With the recent events regarding Oasis app, the frontend of MakerDAO, which upgraded their smart contract to steal the funds from Wormhole hackers by using Oasis multisig wallet, it can be useful to understand how multisig wallets are used for some other protocols on Ethereum (ETH) blockchain:
- MakerDAO Oasis uses a multisig wallet to secure the funds held in its system. Specifically, the platform uses a 2-of-3 multisig wallet, meaning that any two out of the three designated keyholders must sign off on a transaction before it can be executed.
- Uniswap is a decentralized exchange protocol that allows users to trade ERC-20 tokens without the need for an intermediary. While Uniswap does use multisig for some functions, such as admin access to the protocol contract, it does not use multisig for control of user funds.
- Compound is a lending and borrowing platform that allows users to earn interest on their crypto assets. Similar to Uniswap, Compound uses multisig for some administrative functions, but not for control of user funds.

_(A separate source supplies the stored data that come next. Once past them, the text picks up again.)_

PR #3814, opened 2023-09-19
FFS upstream

eisenhauer:
This fixes an OSX 14 problem.

### DIFF
--- a/thirdparty/ffs/ffs/cod/cod.l
+++ b/thirdparty/ffs/ffs/cod/cod.l
@@ -185,7 +185,7 @@ return			{RETURN(RETURN_TOKEN);}
 [A-Za-z_][A-Za-z0-9_]*	{
 				yylval.info.string = create_string_from_yytext();
 				if (is_defined_type(yylval.info.string)) {
-				    RETURN(type_id);
+				    RETURN(type_identifier);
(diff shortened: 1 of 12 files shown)


vicentebolea (approved):
yay!

eisenhauer:
@anagainaru Would you please check this one too to see if it works on OSX 14?

anagainaru:
> @anagainaru Would you please check this one too to see if it works on OSX 14?

I still see the issue with the version of ffs:
```
  The following configuration files were considered but not accepted:

    /ADIOS2/build/thirdparty/ffs/ffs/ffs-config.cmake, version: 3.0.0

```

eisenhauer:
There may be some unpleasantness because I force-pushed the prior version, which might have left some stuff sitting around when you pulled the fresh version.   (I think this because this change doesn't have the version 3.0.0 stuff in it.)  It might be necessary to delete this branch in your current repo and refetch it, and/or blow away the build directory and rebuild.

anagainaru:
@eisenhauer yes you are right, I did that and now it built just fine. So far it looks good, it's at 20% compiling and no complaints. I'll approve this PR when it finishes

anagainaru (approved):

- Aave is another lending and borrowing platform that allows users to earn interest on their crypto assets. While Aave does use multisig for some functions, such as admin access to the protocol contract, it uses a non-multisig system for control of user funds.
Therefore, Uniswap, Compound and Aave do not use multisig for control of user funds like MakerDAO Oasis does. However, it does not mean that it is 100% sure, since all DeFi protocol have vulnerabilities. The safety can be assessed by checking several key points, like some independent websites do by applying the same methodology to all the protocols they analyse. One of them is defisafety.com. On this site, MakerDAO score is 81% whereas it is 94% for Aave. However, as usual, it is crucial to do your own research before investing in any DeFi protocol.
Disclaimer: this article does not contain any financial advice. The information is provided for general informational and educational purposes only.